Minutes later, he said Tuesday, his son-in-law, Jerry Hobbs, was screaming that he had found the bodies of his 8-year-old daughter, Laura Hobbs, and her best friend, Krystal Tobias, who disappeared together on a Mother's Day bike ride.

"I went and I seen them from a distance," Hollabaugh, 51, told The Associated Press. "It was clear they were laying there."

Laura and 9-year-old Krystal were stabbed repeatedly and left a few yards off a wooded bike path near their homes in this small city near the Wisconsin line. On Tuesday, a memorial of flowers and balloons marked the area where the bodies were found a day earlier.

Police weren't commenting on the case Tuesday morning, but Hollabaugh said investigators were questioning his son-in-law and had also talked to Laura's siblings about Hobbs. Donald Meadie, assistant commander of the Lake County Major Crime Task Force, confirmed late Monday that Jerry Hobbs had been questioned but said there were no suspects. He declined to comment further.

Hollabaugh said Hobbs had just returned to the area about a month earlier to reunite with Laura's mother after serving time in a Texas prison.

"Jerry just got out of prison for aggravated assault and I think they're holding that against him," Hollabaugh said. "I don't think he did it." Hobbs could not be reached for comment Tuesday; Hollabaugh said he was still with the police.

Police searched the family home and Hollabaugh said they took measurements of his shoe soles. "They went through our stuff, took clothes," he said, adding that they took the computer to see if the girl had been on any Internet chat rooms.

Grief counselors were being brought to Beulah Park Elementary, where the girls were best friends in the same second grade class. The pupils just read "Charlotte's Web" and "A Taste of Blackberries," both of which deal with loss, school superintendent Constance Collins said Tuesday.

"I think that those stories will serve as an excellent backdrop for what we're going to have to deal with today," she told ABC's "Good Morning America."

"We will be monitoring the students," Collins said on CBS News' The Early Show. "There will be a time that they will be able to interact with others if they need assistance beyond what the school can provide. We have community resources as well as faith-based organizations that are ready to step up and assist in any way possible."

The girls' bodies were discovered in Beulah Park about four blocks from the school on Monday shortly after dawn. Police said no weapons were found and there was no evidence of sexual assault.

Zion, along Lake Michigan, was founded in 1901 by a religious faith healer as a utopian community.
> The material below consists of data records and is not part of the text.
PR #304, opened 2026-05-08
chore(chronicleexporter): rename host metrics -> metrics

colelaven:
### Proposed Change
Renames the hostMetricsReporter in the `chronicleexporter` to just `metricsReporter` as we are now collecting more than just host metrics (eg. dropped & sent spans).

##### Checklist
- [x] Changes are tested
- [x] CI has passed


dyl10s (approved):
💯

It has about 22,000 residents but retains a quiet, at times rural feel despite being on the edge of both the Chicago and Milwaukee metropolitan areas.

Laura Unrein, who lives near Beulah Park, said the area where the bodies were found is well known as a place to avoid. The heavily wooded park has a paved bike path, a ravine and trails made by mountain bikes.
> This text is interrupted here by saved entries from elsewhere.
PR #308, opened 2026-05-13
feat(lookupprocessor): add Redis, API sources and TTL cache

eKuG:
## Summary
- Extends `processor/lookupprocessor` beyond CSV with two new sources: Redis (HGETALL with JSON GET fallback, TLS, key prefix) and HTTP API (URL templating, header support, response field mapping, retry-with-backoff).
- Adds an optional TTL cache wrapping any source. Backed by an OTel storage extension (e.g. `file_storage`, `redis_storage`) when one is configured, or a per-instance in-memory map otherwise. Storage clients are namespaced per signal kind so logs/traces/metrics pipelines sharing one processor ID do not share or close each other's state. Expired entries are deleted on read for both backends.
- Ports the work originally on the legacy `danjordan/lookupprocenhancement` branch in `bindplane-otel-collector` to the segregated contrib repo, with the WRONGTYPE Redis fallback bug fixed and full unit-test coverage added (httptest for API, miniredis for Redis

## Test plan
- [x] `go build ./...` clean
- [x] `go test -race ./...` clean
- [x] `make check-fmt`, `make check-license`, `make check-mod-paths`, `make check-dependabot`, `make misspell`, `make gosec`, `revive` all clean
- [ ] Reviewer: smoke-test in collector via `make build-collector` with this branch as `COLLECTOR_PATH`'s contrib source
- [ ] Reviewer: verify Redis source against a real Redis instance with both hash and JSON value layouts
- [ ] Reviewer: verify API source against a real HTTP endpoint with `response_mapping`
- [ ] Follow-up PR on `bindplane-otel-collector` will bump `processor/lookupprocessor` to the new tag (`v1.6.0`) once this merges and is released

## Notes
- `bbolt` is not used directly; persistence is delegated entirely to OTel storage extensions.


processor/lookupprocessor/api.go
```diff
@@ -0,0 +1,226 @@
...
+		req.Header.Set(key, value)
+	}
+
+	resp, err := a.client.Do(req)
+	if err != nil {
+		return nil, fmt.Errorf("failed to execute request: %w", err)
+	}
+	defer func() { _ = resp.Body.Close() }()
+
+	body, err := io.ReadAll(resp.Body)
```
Caleb-Hurshman: I think we should have a safeguard around how much data we read in here to protect from misbehaving or hostile endpoints.
`io.LimitReader()`

processor/lookupprocessor/api.go
```diff
@@ -0,0 +1,226 @@
...
+	delay := apiInitialDelay
+
+	for attempt := 0; attempt < apiMaxRetries; attempt++ {
+		if attempt > 0 {
+			a.logger.Debug("retrying API request", zap.Int("attempt", attempt), zap.Duration("delay", delay))
+			time.Sleep(delay)
+			delay *= apiRetryMultiplier
+		}
+
+		data, err := a.makeRequest(requestURL)
```
Caleb-Hurshman: All errors are treated and retried the same. We could probably save requests if we treated some errors as non-retryable (e.g., 404, 401, 400).

processor/lookupprocessor/processor.go
```diff
@@ -262,7 +308,6 @@ func (p *lookupProcessor) processGaugeMetrics(metrics pmetric.Metric) {
 	}
 }
 
-// processSummaryMetrics processes incoming summary metrics
```
Caleb-Hurshman, line 265: Any reason to remove these comments? It makes the diff quite a bit longer

processor/lookupprocessor/api.go
```diff
@@ -0,0 +1,226 @@
...
+		return nil, fmt.Errorf("invalid URL after substitution: %w", err)
+	}
+
+	var lastErr error
+	delay := apiInitialDelay
+
+	for attempt := 0; attempt < apiMaxRetries; attempt++ {
+		if attempt > 0 {
+			a.logger.Debug("retrying API request", zap.Int("attempt", attempt), zap.Duration("delay", delay))
+			time.Sleep(delay)
```
Caleb-Hurshman: From what I can tell, this blocks the pipeline and doesn't have context awareness.
Claude recommended threading ctx through the LookupSource interface and using 
```
select { 
case <-ctx.Done(): ...
case <-time.After(delay): ...
}
```

processor/lookupprocessor/redis.go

"There have been incidents of kids beating up people and taking their wallets and park rangers have had to shoo people out of there for hunting illegally," she said, adding that it's also a popular hangout for teens to drink.

The parents of one of the girls had reported her missing about 8:50 p.m. Sunday, about two hours after she was expected home, Police Chief Doug Malcolm said. The parents of the other girl called shortly afterward, and authorities with rescue dogs began searching.
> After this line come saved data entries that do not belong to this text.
PR #413, opened 2026-06-09
feat(awsneuronreceiver): add AWS Neuron metrics receiver (neuron-monitor + sysfs)

Dylan-M:
Implements the AWS Neuron receiver for project [AWS Neuron Metrics Source](https://linear.app/bindplane/project/aws-neuron-metrics-source-d1874119bf17): PIPE-1077, PIPE-1078, PIPE-1079, PIPE-1080, and docs (PIPE-1082). The Bindplane source-type (PIPE-1084) ships separately.

### Proposed Change
Adds `receiver/awsneuronreceiver`, a metrics receiver for AWS Neuron
accelerators (Inferentia/Trainium), with two collection streams that emit
distinct metrics:

- **Primary (neuron-monitor):** spawns the vendor `neuron-monitor` binary and
  parses its JSON for NeuronCore utilization, FLOPS, execution latency
  percentiles, execution counts/errors, per-core & runtime memory, ECC, and vCPU.
- **Secondary (sysfs):** pure-Go, read-only reader for the finer-grained
  11-category device-memory breakdown (present/peak) the monitor doesn't expose,
  plus ECC/topology as a fallback when the binary isn't installed.

All metrics use the `aws.neuron.*` namespace and follow the OTel semantic
conventions (utilization as a ratio unit `1`, bytes `By`, durations `s`, counts
as `{...}` monotonic sums, `error.type`/`hw.id` from the hardware conventions).
The full catalog is defined in `metadata.yaml` (mdatagen) with a curated
default-on subset; a two-layer config (`metric_groups` category toggles +
per-metric overrides) gates the rest.

The receiver degrades gracefully, and each stream fails independently: if
`neuron-monitor` is absent, fails to start, or its stream ends, it logs once and
continues on sysfs; if the sysfs tree is unreadable, it logs once and continues on
`neuron-monitor` (individual missing sysfs files are logged at debug and skipped).
A single-path failure never brings down the collector; if **both** paths fail, the receiver surfaces a scrape error each interval (like other scraper receivers) rather than emitting nothing. See the README.

Validated end-to-end on a real inf2.xlarge under a torch-neuronx workload.

##### Checklist
- [x] Changes are tested
- [ ] CI has passed

### Test artifacts
Snapshot BDOT builds with this receiver compiled in (receiver commit `c73139cb`), hardware-tested on an inf2.xlarge under load: the full runtime metric set emits with correct resource attributes, and the unified `collection_interval` → neuron-monitor `period` is confirmed on hardware. The changes since that validation are config, metadata, and error-handling refinements — the `aws.neuron.device.power.utilization` min/max/avg split (`aws.neuron.power.statistic` attribute), the inherited 60s default `collection_interval`, the receiver owning the neuron-monitor config (no external `config_file`), and a scrape error when both collection paths fail — none of which alter runtime metric emission, and all covered by unit tests.

<details>
<summary>Download links (linux: amd64, arm64, arm, ppc64, ppc64le)</summary>

**amd64**
- [tar.gz](https://storage.googleapis.com/neuron-receiver/v1.101.1-SNAPSHOT-84477ef0c-receiver-c73139cb/observiq-otel-collector-v1.101.1-SNAPSHOT-84477ef0c-linux-amd64.tar.gz) | [deb](https://storage.googleapis.com/neuron-receiver/v1.101.1-SNAPSHOT-84477ef0c-receiver-c73139cb/observiq-otel-collector_v1.101.1-SNAPSHOT-84477ef0c_linux_amd64.deb) | [rpm](https://storage.googleapis.com/neuron-receiver/v1.101.1-SNAPSHOT-84477ef0c-receiver-c73139cb/observiq-otel-collector_v1.101.1-SNAPSHOT-84477ef0c_linux_amd64.rpm)

**arm64**
- [tar.gz](https://storage.googleapis.com/neuron-receiver/v1.101.1-SNAPSHOT-84477ef0c-receiver-c73139cb/observiq-otel-collector-v1.101.1-SNAPSHOT-84477ef0c-linux-arm64.tar.gz) | [deb](https://storage.googleapis.com/neuron-receiver/v1.101.1-SNAPSHOT-84477ef0c-receiver-c73139cb/observiq-otel-collector_v1.101.1-SNAPSHOT-84477ef0c_linux_arm64.deb) | [rpm](https://storage.googleapis.com/neuron-receiver/v1.101.1-SNAPSHOT-84477ef0c-receiver-c73139cb/observiq-otel-collector_v1.101.1-SNAPSHOT-84477ef0c_linux_arm64.rpm)

**arm**
- [tar.gz](https://storage.googleapis.com/neuron-receiver/v1.101.1-SNAPSHOT-84477ef0c-receiver-c73139cb/observiq-otel-collector-v1.101.1-SNAPSHOT-84477ef0c-linux-arm.tar.gz) | [deb](https://storage.googleapis.com/neuron-receiver/v1.101.1-SNAPSHOT-84477ef0c-receiver-c73139cb/observiq-otel-collector_v1.101.1-SNAPSHOT-84477ef0c_linux_arm.deb) | [rpm](https://storage.googleapis.com/neuron-receiver/v1.101.1-SNAPSHOT-84477ef0c-receiver-c73139cb/observiq-otel-collector_v1.101.1-SNAPSHOT-84477ef0c_linux_arm.rpm)

**ppc64**
- [tar.gz](https://storage.googleapis.com/neuron-receiver/v1.101.1-SNAPSHOT-84477ef0c-receiver-c73139cb/observiq-otel-collector-v1.101.1-SNAPSHOT-84477ef0c-linux-ppc64.tar.gz) | [deb](https://storage.googleapis.com/neuron-receiver/v1.101.1-SNAPSHOT-84477ef0c-receiver-c73139cb/observiq-otel-collector_v1.101.1-SNAPSHOT-84477ef0c_linux_ppc64.deb) | [rpm](https://storage.googleapis.com/neuron-receiver/v1.101.1-SNAPSHOT-84477ef0c-receiver-c73139cb/observiq-otel-collector_v1.101.1-SNAPSHOT-84477ef0c_linux_ppc64.rpm)

**ppc64le**
- [tar.gz](https://storage.googleapis.com/neuron-receiver/v1.101.1-SNAPSHOT-84477ef0c-receiver-c73139cb/observiq-otel-collector-v1.101.1-SNAPSHOT-84477ef0c-linux-ppc64le.tar.gz) | [deb](https://storage.googleapis.com/neuron-receiver/v1.101.1-SNAPSHOT-84477ef0c-receiver-c73139cb/observiq-otel-collector_v1.101.1-SNAPSHOT-84477ef0c_linux_ppc64le.deb) | [rpm](https://storage.googleapis.com/neuron-receiver/v1.101.1-SNAPSHOT-84477ef0c-receiver-c73139cb/observiq-otel-collector_v1.101.1-SNAPSHOT-84477ef0c_linux_ppc64le.rpm)

</details>

These links are refreshed whenever the artifacts are rebuilt; the receiver commit in the path identifies the build.


receiver/awsneuronreceiver/metadata.yaml
```diff
@@ -0,0 +1,271 @@
...
+    attributes: [error_type]
+  aws.neuron.execution.latency:
+    enabled: true
+    stability: alpha
+    description: Execution latency percentiles reported by neuron-monitor.
+    unit: s
+    gauge:
+      value_type: double
+    attributes: [latency_type, quantile]
+  aws.neuron.monitor.memory.usage:
```
eKuG: metric defined but NEVER recorded Catalogued in metadata.yaml and documentation.md but I see no `RecordAwsNeuronMonitorMemoryUsage*` call exists in scraper.go / sysfs.go / neuronmonitor.go

receiver/awsneuronreceiver/neuronmonitor.go
```diff
@@ -0,0 +1,223 @@
...
+	"io"
+	"os/exec"
+	"sync"
+	"sync/atomic"
+
+	"go.uber.org/zap"
+)
+
+// maxLineBytes bounds a single neuron-monitor JSON report line. The default
+// bufio.Scanner token cap (64 KiB) can be exceeded when many models are loaded.
```
eKuG: bufio.Scanner line-based JSON parse is fragile
The implementation assumes each report is exactly one line. AWS neuron-monitor default output is newline-separated single-line JSON, so the default config works but there are two failure modes:

Pretty-printed configs break silently. Multi-line JSON per report causes the scanner to split at internal newlines, so json.Unmarshal fails and reports are lost forever. This is logged at Debug only, not Error, so the loss is invisible in normal operation.
maxLineBytes = 4 MiB caps report size. Multi-model hosts can produce reports that exceed this limit.

Fix: use json.NewDecoder(stdout).Decode(&rep) in a loop instead. It handles arbitrary whitespace, has no size cap, and is robust to pretty-printing.

receiver/awsneuronreceiver/scraper.go
```diff
@@ -0,0 +1,154 @@
...
+	if mi.MemoryTotalBytes > 0 {
+		s.mb.RecordAwsNeuronSystemMemoryUsageDataPoint(now, mi.MemoryUsedBytes, "used")
+		s.mb.RecordAwsNeuronSystemMemoryUsageDataPoint(now, mi.MemoryTotalBytes, "total")
+	}
+	for state, v := range rep.SystemData.VcpuUsage.AverageUsage {
+		s.mb.RecordAwsNeuronSystemCPUUtilizationDataPoint(now, v/100.0, "average", state)
+	}
+}
+
+func setResourceFromReport(rb *metadata.ResourceBuilder, rep *nmReport) {
```
eKuG, line 156: Receiver overrides cloud.* / host.* resource attributes from neuron-monitor
setResourceFromReport unconditionally sets cloud.provider=aws, host.id, host.type, cloud.region, and cloud.availability_zone. This conflicts with the universally-recommended resourcedetectionprocessor that most production deployments run.
Stamping these attributes in the receiver means two sources are writing the same keys, last write wins, and the outcome depends on pipeline order, which is fragile.

Fix, pick one:
1. Gate the behavior behind a set_resource_attributes config option (default false), or
2. Drop it entirely and let resourcedetection handle these attributes.

Either way, document the choice.

receiver/awsneuronreceiver/scraper.go
```diff
@@ -0,0 +1,154 @@
...
+	if hi := rep.NeuronHardwareInfo; hi.NeuronDeviceType != "" {
+		rb.SetAwsNeuronDeviceType(hi.NeuronDeviceType)
+		rb.SetAwsNeuronNeuroncoreVersion(hi.NeuroncoreVersion)
+	}
+}
+
+func coreToInt(coreKey string) int64 {
+	n, _ := strconv.ParseInt(coreKey, 10, 64)
+	return n
+}
```
eKuG: swallows ParseInt error. Returns 0 on parse failure. Non-numeric core key collapses all such entries to core=0, masking real data.

receiver/awsneuronreceiver/neuronmonitor.go
```diff
@@ -0,0 +1,223 @@
...
+		cancel()
+		return
+	}
+
+	r.wg.Add(1)
+	go func() {
+		defer r.wg.Done()
+		r.consume(ctx, stdout)
+		// Reap the process so we never leave a zombie.
+		_ = cmd.Wait()
```
eKuG: The code calls `_ = cmd.Wait()` after `consume` returns, so the exit code is lost. A non-zero exit from the `neuron-monitor` process,bad `config_file` path, missing permissions is the typical "binary won't start properly" case, and the wait error carries the exit code plus stderr.
Fix: capture stderr via `cmd.StderrPipe()` and log any non-zero exit at Error level with a tail of stderr. Without this, field debugging is impossible.

eKuG (changes requested):

receiver/awsneuronreceiver/metadata.yaml
Dylan-M: Removed it. There's no real data source for this in neuron-monitor's output (no `self_stats` block appears in the captured reports), so rather than wire a metric that can never be recorded, I dropped it from metadata.yaml and regenerated. Fixed in 848e6b9f.

receiver/awsneuronreceiver/neuronmonitor.go
Dylan-M: Done. Switched to a `json.NewDecoder(stdout).Decode()` loop, so pretty-printed reports parse correctly and there's no per-report size cap. Added `TestConsumeParsesPrettyPrintedReports`. Fixed in 848e6b9f.

receiver/awsneuronreceiver/scraper.go
Dylan-M: Good catch on the others. On the resource attributes, I don't think this is a true conflict. `resourcedetectionprocessor` has an `override` option (default `true`) that deterministically resolves the overlap, so it isn't last-write-wins by pipeline order. With the default, detection wins; with `override: false`, the receiver's values are kept. The receiver stamps `cloud.*`/`host.*` from the IMDS data neuron-monitor already reports, so the metadata stays correct even when no detection processor is configured (which we can't assume). I've documented the interaction in the README rather than gating it behind a config flag. Happy to revisit if you see a case the `override` semantics don't cover.

receiver/awsneuronreceiver/scraper.go
Dylan-M: Fixed. `coreToInt` now returns `(int64, bool)`, and callers skip plus Debug-log a non-numeric key instead of collapsing it onto core 0. Added `TestRecordMonitorSkipsNonNumericCoreKey`. Fixed in 848e6b9f.

receiver/awsneuronreceiver/neuronmonitor.go
Dylan-M: Fixed. stderr is now captured via a bounded tail buffer set as `cmd.Stderr`, and a non-zero exit is logged once at Error with the stderr tail. Added `TestRunnerLogsStderrOnNonZeroExit`. Fixed in 848e6b9f.

eKuG (dismissed):
LGTM

eKuG (approved):
LGTM

Dylan-M:
### Merge activity

* **Jun 15, 5:49 PM UTC**: @Dylan-M merged this pull request with [Graphite](https://app.graphite.com/github/pr/observIQ/bindplane-otel-contrib/413).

Lake County Coroner Richard Keller said it appears the girls were killed where their bodies were found; there was no evidence of sexual abuse.

"They were best friends. When one left, the other left. They were always together," said Unrein.

Collins that Hobbs was very artsy and also enjoyed reading and taking the puppets in the classroom and pretending that she was acting. She said Tobias also had a sense of humor and was very witty.

"It's been shocking for all of us," Collins added. "Their loss is felt by everyone here in the community."

The killings stunned this town about 45 miles north of Chicago, prompting police and Beulah Park Elementary School officials to escort children directly onto buses at the end of the school day.

"I know that they were very sweet girls," said Julie Dobnikar, who teaches second grade at the school, adding that the girls' teacher is "very distraught right now."